## Exercise details
Show all lines of the entries in which the word "tried" is found.

## Given records
PR #776, opened 2024-10-31
Number Game Errors: Format with Prettier

mao-sz:
## Because

As per (https://github.com/mdn/content/pull/36541#issuecomment-2450332532), the MDN code standard uses Prettier. This repo hasn't fully caught up but this exercise can be formatted as the changes in that PR would reference this code's line numbers. Using Prettier here would also mean fewer discrepancies in case any learners happen to already have Prettier configured (e.g. formatting on autosave) - not too unreasonable of a situation.

## This PR

- Formats the number game html file with Prettier's default rules.

### DIFF
--- a/javascript/introduction-to-js-1/troubleshooting/number-game-errors.html
+++ b/javascript/introduction-to-js-1/troubleshooting/number-game-errors.html
@@ -1,7 +1,7 @@
-<!DOCTYPE html>
+<!doctype html>
 <html lang="en-US">
   <head>
-    <meta charset="utf-8">
+    <meta charset="utf-8" />
 
     <title>Number guessing game</title>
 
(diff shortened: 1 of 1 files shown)


MaoShizhong:
@wbamberg Formatting changes made. I'll get the other PR amended in due course.

javascript/introduction-to-js-1/troubleshooting/number-game-errors.html
```diff
@@ -1,7 +1,7 @@
-<!DOCTYPE html>
+<!doctype html>
```
wbamberg, line 1: For some reason my Prettier uppercases `doctype`, but it doesn't affect line or character numbers, so no matter.

wbamberg (approved):
👍 thank you @MaoShizhong !

javascript/introduction-to-js-1/troubleshooting/number-game-errors.html
MaoShizhong: Huh, interesting. The VSCode extension does indeed capitalise it whereas running Prettier through a Neovim plugin or via their CLI (v3.3.3) is happy with it lowercase. But yeah, no matter since it doesn't cause any meaningful discrepancies, but odd nonetheless.

PR #785, opened 2025-01-09
Final Code Preview Different from Code Along Example #784

danieletie:
This is a PR to update the live code and code preview to match the code along examples in this [lesson](https://developer.mozilla.org/en-US/docs/Learn_web_development/Extensions/Forms/Your_first_form)


pepelsbey (approved):
Oh, good catch! Thank you :)

PR #787, opened 2025-03-09
Changes for issue #38530 on mdn/content

low-perry:
Issue [#38530](https://github.com/mdn/content/issues/38530) on mdn/content could be solved by these changes.
There are two files that are changed:
A HTML file, to add a button that displays the solution, and a hidden textarea that has the solution to the exercise.
A JavaScript file, that gets the solution from the html file. And adds the event to the solution button to display the solution on the screen.

### DIFF
--- a/html/forms/tasks/form-structure/form-structure1.html
+++ b/html/forms/tasks/form-structure/form-structure1.html
@@ -53,25 +53,25 @@
 
     
     <textarea id="solution-code" style="display: none;">
-      <form>
-        <fieldset>
-          <legend>Personal details</legend>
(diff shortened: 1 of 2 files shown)


bsmth:
Thanks for the suggestion. In https://github.com/mdn/content/pull/40353, the solution was added to the page in a details element. You can see it here: https://developer.mozilla.org/en-US/docs/Learn_web_development/Core/Structuring_content/Test_your_skills/Forms_and_buttons#forms_and_buttons_5

I'm going to close for now. @chrisdavidmills does that make sense?

PR #42, opened 2025-04-16
Upgrade protobuf for aarch64 compatibility

namloan:
There is no aarch64 binary in 3.15.0. Upgrading to 3.21.12 which is the latest version that has an aarch64 binary and keeps full backwards compatibility.

### DIFF
--- a/rpc/pom.xml
+++ b/rpc/pom.xml
@@ -49,9 +49,9 @@
                 <artifactId>protobuf-maven-plugin</artifactId>
                 <version>0.6.1</version>
                 <configuration>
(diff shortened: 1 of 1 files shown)


stejbac:
I incidentally upgraded `com.google.protobuf:protoc` to 3.25.6 and `io.grpc:protoc-gen-grpc-java` to 1.71.0 in an unrelated branch (https://github.com/stejbac/bisq-musig/tree/add-automated-rpc-tests) I was working on and hoping to submit soon as a PR. Do you know if that has an aarch64 target, or it is only specific versions? I've only been testing on Linux so far.

namloan:
All versions starting from 3.20.0 come with the aarch64 target. Canceling this PR in favor of yours then.

PR #48, opened 2025-05-03
Improve trade protocol client

HenrikJannsen:


HenrikJannsen:
@stejbac Could you review? 
I use the same class names and variable names on the Bisq 2 side, thus I tried to keep it in sync here.

HenrikJannsen:
Yes, have not followed up here. Not sure if @stejbac have had a look...

rpc/src/main/java/bisq/TradeProtocolClient.java
```diff
@@ -47,74 +47,79 @@ private static void testMusigService_twoParties(MusigGrpc.MusigBlockingStub stub
...
         System.out.println("Got reply: " + sellerDepositPsbt);
 
-        // Seller sends Message D to buyer.
+        // Seller sends Message D with sellerPartialSignaturesMessage to buyer.
 
+        // BUYER_AS_TAKER
         var buyerDepositPsbt = stub.signDepositTx(DepositTxSignatureRequest.newBuilder()
                 .setTradeId(buyerTradeId)
-                .setPeersPartialSignatures(sellerPartialSignatureMessage)
+                .setPeersPartialSignatures(sellerPartialSignaturesMessage) //TODO is clearSwapTxInputPartialSignature here needed as well?
```
stejbac, line 122: No, the seller's `swapTxInputPartialSignature` serves as the adaptor between the seller's private key share on the buyer payout and the final Swap Tx signature, so excluding it would prevent the buyer from verifying it (and thus that he can definitely claim his payout if the seller publishes the Swap Tx). Clearing it leads to an error response, thus preventing the trade from starting.

rpc/src/main/java/bisq/TradeProtocolClient.java
```diff
@@ -47,74 +47,79 @@ private static void testMusigService_twoParties(MusigGrpc.MusigBlockingStub stub
...
                 .setTradeId(buyerTradeId)
-                .setPeersNonceShares(sellerNonceShareMessage)
+                .setPeersNonceShares(sellerNonceSharesMessage)
                 .addAllReceivers(mockReceivers())
                 .build());
-        System.out.println("Got reply: " + buyerPartialSignatureMessage);
+        System.out.println("Got reply: " + buyerPartialSignaturesMessage);
 
-        // Buyer sends Message C to seller.
+        // Buyer sends Message C with buyerNonceSharesMessage and buyerPartialSignaturesMessage to seller.
```
stejbac, line 100: The `swapTxInputPartialSignature` field should be redacted from the `buyerPartialSignaturesMessage` field of Message C and held by the buyer in the Bisq Java client until payment, to prevent premature trade closure by the seller. This isn't ideal I guess -- perhaps if it can be ensured that the `GetPartialSignatures` gRPC request is idempotent (which I think it likely currently is) then holding it on the Java end can be avoided.

rpc/src/main/java/bisq/TradeProtocolClient.java
```diff
@@ -127,10 +132,11 @@ private static void testMusigService_twoParties(MusigGrpc.MusigBlockingStub stub
 
         // Buyer sends Message E to seller.
```
stejbac: At this point, the buyer releases the withheld `swapTxInputPartialSignature` field, so it should be included in Message E.

stejbac (commented):
Sorry for the delay responding. I had a look at the comment changes in `TradeProtocolClient` and left some feedback. Coincidentally, I also downgraded the Maven build to JDK 21 in the recently submitted https://github.com/bisq-network/bisq-musig/pull/51. (My changes to `TradeProtocolClient` there will likely also lead to some minor merge conflicts.) Otherwise, the changes look fine.

rpc/src/main/java/bisq/TradeProtocolClient.java
HenrikJannsen: I tried to redact the field at the message but then got some error, but I still dont have a full understanding of the low level protocol yet, so cannot comment more on that...

HenrikJannsen:
> Sorry for the delay responding. I had a look at the comment changes in `TradeProtocolClient` and left some feedback. Coincidentally, I also downgraded the Maven build to JDK 21 in the recently submitted #51. (My changes to `TradeProtocolClient` there will likely also lead to some minor merge conflicts.) Otherwise, the changes look fine.

I guess as you did some of the changes your self (java 21 downgrade) and some of my comments have to be removed again, we can simply drop that PR, then you don't need to deal with merge conflicts.

PR #69, opened 2025-06-26
Upgrade musig2 and BDK dependencies of `rpc` package

stejbac:
Make breaking-change updates of the `musig2`, `bdk_wallet` and `bdk_bitcoind_rpc` crates to 0.3.1, 2.0.0 and 0.20.0 respectively. This involves some minor code changes involving the RNG API and handling of tx eviction from the mempool during RPC syncs.

(The `protocol` and other packages have not been touched as part of this PR, but probably should be changed to use the latest versions as well.)

Also do some minor dependency version updates and tidy the import lists to exactly agree with rustfmt ordering, as they weren't quite in alphabetical order.. (I'm not sure if the entire `rpc` source tree should be formatted with rustfmt instead of Intellij formatting, as this doesn't look like it will give all that great results.)


ChrisSon15:
ACK

PR #73, opened 2025-07-02
feat: Implement BMP gRPC signing API

54corbin:
This pull request introduces a gRPC service for the Bisq Musig Protocol (BMP), enabling programmatic interaction with the multi-signature trading protocol.

PR #75, opened 2025-07-21
Musig RPC service security enhancements

stejbac:
This PR changes the Musig gRPC API, together with its mocked-up trade protocol implementation in the `rpc` crate, to test out a few security enhancements:

1. Prevent the buyer from learning the unsigned swap tx during trade setup (unlike all the other prepared txs, where byte-for-byte identical unsigned txs are constructed by each side independently). Instead, the buyer effectively signs the swap tx blindly, using just a sighash supplied by the seller at the trade start. This has the side effect of postponing the buyer's partial-signing of the swap tx by one round, but doesn't otherwise affect the number of rounds.
2. _(Fits in with the above.)_ Redact the buyer's partial signature on the swap tx on the _server_ side, at trade setup, by adding a `buyerReadyToRelease` flag to the `GetPartialSignatures` request proto, instead of expecting the Java client to hold onto sensitive data. This is necessary anyway, because the buyer doesn't know the sighash to sign with until the following round. Now the client is expected to call this method a second time with the flag set.
3. Similarly, add a `sellerReadyToRelease` flag to the `SignSwapTx` request proto, so that the entire response can be redacted when first called, immediately after the buyer confirms payment to check the buyer's partial signature validity. The client should similarly call this method a second time with the flag set, at the trade end.

The main purpose of (1) is to prevent nuisance-broadcast of the swap tx by the buyer, any time after a cooperative trade closure. That is difficult to avoid if the buyer learns the unsigned swap tx, since the adaptor is an affine congruence that necessarily works _both ways_ between the swap tx signature and the buyer payout private key.

As a result of (2) and (3), no cryptographic secrets are being passed to the Java client to secure anymore, so long as they remain sensitive.


ChrisSon15:
re 1.: Isnt it a security risk if the buyer signs the SwapTx blindly? When the seller gives the buyer only the sighash to sign, then the seller could get a signature for any transaction he wants to, which has the same pubkey, in this case that would be Q', see https://github.com/bisq-network/bisq-musig/blob/main/concept/SingleTxOverview.md, the Deposit Tx output 1. Since the seller would get a valid signature for Q' he could trick the buyer into signing the key spend of  Output 0 from `Waning TX Alice`. Since the buyer cant tell the difference because he is signing blindly, he would give the seller the signature for getting those funds. After the trade begins and `DepositTx` is broadcasted,  the seller could immediately broadcast the `Warning Tx Alice`, then immediately broadcast the forged `Swap Tx`which will payout both deposits and the trade amount into his account. That way the seller could steel the funds. Am I missing something here?

Also I am trying to understand what the buyer may gain by knowing the `SwapTx`. Since the input is know anyway, he probably can only learn the output which is just an address created by the Seller. But learning an address is not anything security related or is there anything else to it?

stejbac:
The `xpub` comes in because if the seller is careless and leaks it, anyone who learns it obtains a watch-only view of the seller's entire keychain, as far as I understand. So in particular, they would be able to just guess the address the Swap Tx is spending to. We want to keep that address hidden from the buyer (and unguessable), so that the buyer can't just guess the entire unsigned Swap Tx (through a process of trial-and-error, trying out every known address on the seller's keychain to come up with a Swap Tx candidate that matches the seller-supplied sighash). So the seller would send the sighash to the buyer (to blindly sign), but no other information about the Swap Tx.

The whole point is to somehow stop the buyer from learning the unsigned Swap Tx, since then he would know the signed Swap Tx and be able to broadcast it himself, at the end of the trade (since we can't stop him from learning the signature itself, so some other part of the Swap Tx -- any part, really -- needs to be kept hidden).

ChrisSon15:
> The whole point is to somehow stop the buyer from learning the unsigned Swap Tx, since then he would know the signed Swap Tx and be able to broadcast it himself, at the end of the trade (since we can't stop him from learning the signature itself, so some other part of the Swap Tx -- any part, really -- needs to be kept hidden).

Now I am getting it. Yes that's a great idea to use the blind signature to hide the unsigned SwapTx!

stejbac:
I've rebased and force-pushed to resolve the conflicts with main, occurring after the merge of #73.

(I also inserted a commit at the beginning to do some assorted minor cleanup, prior to the rebase, like removing the now-defunct Cargo lockfiles in the individual workspace members, now that a common project workspace has been created.)

ChrisSon15 (approved):
great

## Answer below
I use the same class names and variable names on the Bisq 2 side, thus I tried to keep it in sync here.
HenrikJannsen: I tried to redact the field at the message but then got some error, but I still dont have a full understanding of the low level protocol yet, so cannot comment more on that...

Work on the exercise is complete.